Hierarchical sea-urchin-like bimetallic zinc–cobalt selenide for enhanced battery-supercapacitor hybrid device

Abstract

Abstract Battery-supercapacitor hybrid (BSH) devices have become a bridge to unit high specific energy and power, but they are usually limited in applications by low specific energy of the electroactive materials. Hierarchical bimetallic selenides are regarded as promising materials to break the restriction because of their superior conductivities, synergistic effect and more electroactive sites. Here, we first apply a bimetallic zinc–cobalt selenide (ZCS) to a BSH device as a battery-type electrode material. Its 3D structure consists of hierarchical sea-urchin-like microspheres, whose surfaces are covered by very rough and porous needle-like nanorods.
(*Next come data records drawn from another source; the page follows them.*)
PR #961, opened 2018-04-23
Messaging Message Delete

problemv:
For #836 

code in this PR:

https://github.com/openstack/zaqar/blob/8e0dd9763aba67bb7094cf92312daeba8d087866/zaqar/transport/wsgi/v2_0/messages.py#L281..L336


openstack/messaging/v2/messages/requests.go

Benefiting from the unique hierarchical structure, the ZCS delivers a satisfied specific capacity of 1419 C g−1 at 2 A g−1, higher than those of ZnSe, CoSe2 and bimetallic zinc-cobalt oxide synthesized under the similar conditions. A ZCS//AC BSH device achieves a broad potential window of 1.6 V, high specific energy of 77.78 Wh kg−1 at the specific power of 222 W kg−1 and outstanding cycling performance (80% retention after 10,000 cycles). Two cells in series successfully power a LED for 50 min, suggesting their future application in green energy-storage devices.